What lines of the data hold the string "used"? Pull each one out.

(Information supplied Opens)

PR #1642, opened 2018-08-20
Fix favicon.ico 404

### LINKED ISSUE #1625: Several 404s
I realise the documentation is in development, but there are several broken things currently published.

On this page: https://khan.github.io/KaTeX/, the comparison gif, https://khan.github.io/img/katex-comparison.gif returns 404.

On several of the inner pages, the "docs/en/" and favicon links are not working. For example:

https://khan.github.io/KaTeX/docs/api.html
	https://khan.github.io/KaTeX/https://khan.github.io/favicon.ico
	  \_____ error code: 404 (not found)
	https://khan.github.io/KaTeX/docs/en/node.html
	  \_____ error code: 404 (not found)
	https://khan.github.io/KaTeX/docs/en/api.html
	  \_____ error code: 404 (not found)
	https://khan.github.io/KaTeX/docs/en/options.html
	  \_____ error code: 404 (not found)
	https://khan.github.io/KaTeX/docs/en/support.html
	  \_____ error code: 404 (not found)

ylemkimon:
Fixes #1625.

### DIFF
--- a/website/siteConfig.js
+++ b/website/siteConfig.js
@@ -151,7 +151,7 @@ const siteConfig = {
     /* path to images for header/footer */
     headerIcon: 'img/katex-logo.svg',
     footerIcon: 'img/katex-logo.svg',
-    favicon: 'https://khan.github.io/favicon.ico',
+    favicon: '../favicon.ico',
 
     disableHeaderTitle: true,
 


edemaine:
On Netlify, this generates:
```html
<link rel="shortcut icon" href="/../favicon.ico">
```
Is this important enough to fix? One approach would be to have our own `favicon.ico` in `img` and then set `favicon: 'img/favicon.ico'`... Or we could ask Docusaurus to fix support for absolute URLs in `favicon`.

ylemkimon:
@edemaine The parent directory of the root is the root (by the URL spec). I'm not sure we should have a Khan Academy favicon on Netlify.

edemaine:
Sounds good. Incidentally, this may change once we move to `katex.org`, where we don't need the `/KaTeX` root directory.

PR #1643, opened 2018-08-20
Fix screenshotter race conditions

ylemkimon:
I somehow thought `Promise`s are lazily evaluated.


ylemkimon:
@kevinbarabash Unfortunately, `eslint-plugin-promise` including `no-return-wrap` doesn't lint against these issues.

kevinbarabash:
@ylemkimon yes, you're right.  I was so excited to find an eslint plugin for promises in general that I got ahead of myself.  I think `flow` might be able to check for this b/c `execFile` returns a `ChildProcess` which is an object, not a callback, and `then()` should only accept a callback.  https://github.com/facebook/flow/blob/v0.79.1/lib/core.js#L583

Updating screenshotter.js to use `flow` is pretty low priority and we don't use `Promise`s anywhere in the main codebase.

ylemkimon:
Also it is valid syntax to pass a non-function to `then`. However, it's evaluation is not deferred after Promise resolution.

PR #1654, opened 2018-08-22
Release v0.10.0-rc.1

ylemkimon:
Bump master to v0.10.0-pre

Remove 0.10.0-rc website


edemaine:
@ylemkimon The SHA384 hashes seem incorrect.

ylemkimon:
@edemaine Of what file?

ylemkimon:
@edemaine No, it seems to be correct. If you compared to built files after checkout, you should change `package.json` version before building. Also, if you're on Windows, you should disable `autocrlf` feature of Git. If not, could you let me know which hash is incorrect?

Issue #1867, opened 2019-02-27
\clap has visible width in Safari


KazimirPodolski:
In Safari:

![](https://gitlab.softaria.com/web-editor/web-editor/uploads/c07800e0605c3cabc607f653b0ef2063/image.png)
Should be like this (as it is in Chrome):

![](https://gitlab.softaria.com/web-editor/web-editor/uploads/69e34fa35410712fea0a9d3105168c84/image.png)

ronkok:
I grow weary of Safari weirdness. 

Sometime in the next week, I'll take a look and see if something can be done. No guarantee that I'll succeed.

ronkok:
@spontaliku-softaria This is just a note to say I have not forgotten this issue. I work on a Windows box, so my access to Safari is limited. Next week some new iPads will be available. I'll buy one and see if I can do something here.

ronkok:
@spontaliku-softaria I'm sorry. I tried many ways to squash this and every one failed. Safari is picking up an extraneous width on a span deep within KaTeX's main function for vertical alignment. There is a [standing issue](https://github.com/KaTeX/KaTeX/issues/1409) to rewrite that function using CSS flex. It's possible that such a change would fix this issue. Until then, I can think of no way to resolve this.

ronkok:
Back one last time to say that I've found a fix. This should work properly in the next release.

Issue #1409, opened 2018-06-05
Simplify layout using flex box


kevinbarabash:
Flex box would allow us to simplify the markup we produce as well as allowing us to support commands that rely on the stretchiness/shrinkiness of glue.  Here's a prototype that use flex box for layout:

**Rendering:**
<img width="291" alt="screen shot 2018-06-05 at 1 09 10 am" src="https://user-images.githubusercontent.com/1044413/40956227-1799798a-685d-11e8-81ba-09e7c0aee82a.png">

**HTML**
```html
<span>
  1 +
  <span class="vbox" style="vertical-align:15px;">
    <span class="hbox">
      <span class="glue"></span>
      <span>1</span>
      <span class="glue"></span>
    </span>
    <span class="rule"></span>
    <span class="hbox">
      <span class="glue"></span>
      <span>
        1 + 
        <span class="vbox" style="vertical-align:14px;">
          <span class="hbox">
            <span class="glue"></span>
            1
            <span class="glue"></span>
          </span>
          <span class="rule"></span>
          <span class="hbox">
            <span class="glue"></span>
            x + 1
            <span class="glue"></span>
          </span>
        </span>  
      </span>
      <span class="glue"></span>
    </span>
  </span>
</span>
```

**CSS**
```css
body {
  font-size: 48px;
}

.vbox {
  display: inline-flex;
  flex-direction: column;
}

.hbox {
  display: inline-flex;
  flex-direction: row;
  width: 100%;
}

.rule {
  height: 4px;
  background: black;
}

.glue {
  flex-grow: 1;
  flex-shrink: 1;
}
```

https://jsfiddle.net/evhxcym0/14/

ronkok:
Wow. That HTML is a *lot* simpler than what we get now from `makeVList`. 

IE apparently has a number of flex bugs. Looking at the list, though, they don't seem much more difficult to work around than the stuff that `makeVList` currently does to work within Safari.

kevinbarabash:
My hope is that the IE flex bugs aren't too bad.  We should probably make a small test suite of different layouts using this pattern and try it out on IE to see what breaks.  I'm also curious to see how our stretchy SVG interacts with this.

ylemkimon:
Unfortunately, IE9 doesn't support `flex`, and we should drop IE9 support first.

kevinbarabash:
Khan Academy has dropped support for IE9 and IE10.  I'm interested how others feel about dropping IE9 support.

[...]

PR #1919, opened 2019-04-01
Fix laps. Drop support for IE 9 and 10

ronkok:
This PR fixes issue #1867. The problem was actually present for all the laps, so this PR now prevents Safari from rendering a visible width on `\mathllap`, `\mathrlap`, `\mathclap`, `\llap`, `\rlap`, and `\clap`.

I used CSS `flex` to achieve this result. If we wish to merge this PR, we have to drop support for IE 9 and 10. IE 10 might work, but [caniuse](https://caniuse.com/#search=flex) reports many IE 10 bugs with flex. So I've edited the documentation to say that KaTeX supports IE 11.

Let me know if this drop in IE support is not acceptable.

cc: @kevinbarabash


docs/browser.md
```diff
@@ -2,7 +2,7 @@
 id: browser
 title: Browser
 ---
-> KaTeX supports all major browsers, including Chrome, Safari, Firefox, Opera, Edge, and IE 9–11.
+> KaTeX supports all major browsers, including Chrome, Safari, Firefox, Opera, Edge, and IE 11.
```
ylemkimon: I think we can support IE 10, as there is only few caveats:
>If you have to support IE 10, the best solution is to *always* set an explicit `flex-shrink` value on all of your flex items, or to always use the longhand form (rather than the shorthand) in `flex` declarations to avoid the gotchas shown in the table above. Demo [6.1.a](https://codepen.io/philipwalton/pen/myOYqW) shows how not setting any flexibility properties causes an error, and demo [6.2.a](https://codepen.io/philipwalton/pen/zvvQdB) shows how using `flex: 1` can have the same problem.

ylemkimon:
Related: #1409.

I think we should release a major version with pending PRs merged before dropping the support.

docs/browser.md
ronkok: If you want to do the work it would take to support IE 10, feel free. I don't intend to waste my time chasing the whimsies of a browser with usage that is 0.06% and falling.

src/functions/lap.js
```diff
@@ -44,19 +44,16 @@ defineFunction({
...
-        node = buildCommon.makeVList({
-            positionType: "firstBaseline",
-            children: [{type: "elem", elem: node}],
-        }, options);
-
-        // Get the horizontal spacing correct relative to adjacent items.
-        return buildCommon.makeSpan(["mord"], [node], options);
+        // This code resolves issue #1234
+        node = buildCommon.makeSpan(["thinbox"], [node], options);
+        return buildCommon.makeSpan(["mord", "vbox"], [node], options);
```
kevinbarabash: Are there other commands we can simplify in similar ways?

docs/browser.md
kevinbarabash: In terms of how we support browsers we could look at tools like [autoprefixer](https://github.com/postcss/autoprefixer).  It has support for browserslist which we're already using.  As specific flexbox bugs in older browsers, that autoprefixer page suggests some possible [polyfills](https://github.com/postcss/autoprefixer#does-it-add-polyfills).  It looks like [postcss-preset-env](https://github.com/csstools/postcss-preset-env) does both auto-prefixing and polyfilling.  I'm not sure how difficult it would be set this up, but it would allow us to use flexbox without having to worry about the details on older browsers.

src/katex.less
```diff
@@ -207,6 +207,34 @@
...
+        display: inline-flex;
+        flex-direction: row;
+        width: 0;
+        max-width: 0; // necessary for Safari
+    }
+
+    .glue {
+        flex-grow: 1;
+        flex-shrink: 1;
+    }
```
kevinbarabash: This doesn't seem to be used anywhere.

docs/browser.md
ronkok: > we could look at tools like ...

There's that pronoun again, "we".  If you want someone to research polyfills for IE 9 and IE 10, you'll have to find someone to do that. It won't be me.

src/functions/lap.js
ronkok: The big opportunity is in `makeVList()`. It writes a lot of HTML and you demonstrated in issue #1409 that it could be made much less verbose by use of `flex`.

src/katex.less
ronkok: Correct. `.glue` is not used here. It would be necessary for use in `makeVList()`. I was looking forward a little bit here. Do you want me to take it out?

docs/browser.md
kevinbarabash: @ronkok sorry, I didn't mean "we" to imply "you".  I'll open a new issue for the autoprefixer/postcss-preset-env proposal.  I do think the autoprefixer would simplify parts of this PR, but I think this PR can go forward without it.

src/functions/lap.js
kevinbarabash: I totally forgot about that, thanks for the reminder. 😅

src/katex.less
kevinbarabash: Yeah, let's take it out for now.  It'll be easy enough to add back later once we need it.

kevinbarabash:
> I think we should release a major version with pending PRs merged before dropping the support.

@ylemkimon were you thinking a 1.0 release before dropping support?  We could also defer merging this until https://github.com/KaTeX/KaTeX/issues/1946 gets done.

PR #1921, opened 2019-04-02
Support \textup and \textmd

### LINKED ISSUE #1909: Support \textup
`\textup{text}` renders text that is always upright (i.e. not italicised), regardless of its content.

edemaine:
This PR adds support for `\textup` and `\textmd`, which are the inverses of `\textit` and `\textbf`.

Unlike bare `\text`, they result in `textup` and `textmd` classes being applied, but those have no CSS rules, so they act the same as bare `\text`.

Fixes #1909.

Perhaps notably, this PR does not add support for `\upshape` or `\mdseries`, as we don't currently support `\itshape` or `\bfseries` (could be added easily in another PR). But it also doesn't support `\up` and `\md`, despite existing support `\it` and `\bf`. Not sure if anyone ever uses those old-style commands, though.  See [this cheat sheet](https://www.harding.edu/lmurray/latex_files/latexref/latexcheatsheet.pdf) for example.

### DIFF
--- a/docs/support_table.md
+++ b/docs/support_table.md
@@ -1007,6 +1007,7 @@ table td {
 |\textgreater|$\text{\textgreater}$|`\text{\textgreater}`|
 |\textit|$\textit{AaBb}$|`\textit{AaBb}`|
 |\textless|$\text{\textless}$|`\text{\textless}`|
+|\textmd|$\textmd{AaBb123}$|`\textmd{AaBb123}`|
 |\textnormal|$\textnormal{AB}$|`\textnormal{AB}`|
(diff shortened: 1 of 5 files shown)


edemaine:
I was just reminded that `support_table.md` conveniently is keeping track of commands we don't support in addition to those that we do.  In https://github.com/KaTeX/KaTeX/pull/1921/commits/8d03e440ba062ffc4efe5c8ea842acf044349ee6, I added all the font commands from that quick reference guide that we don't support, so it's easier to keep track of.  If someone could review that part, I think we can merge this.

(Information supplied Closes)

- _Solution_:
I used CSS `flex` to achieve this result. If we wish to merge this PR, we have to drop support for IE 9 and 10. IE 10 might work, but [caniuse](https://caniuse.com/#search=flex) reports many IE 10 bugs with flex. So I've edited the documentation to say that KaTeX supports IE 11.
kevinbarabash: This doesn't seem to be used anywhere.
ronkok: Correct. `.glue` is not used here. It would be necessary for use in `makeVList()`. I was looking forward a little bit here. Do you want me to take it out?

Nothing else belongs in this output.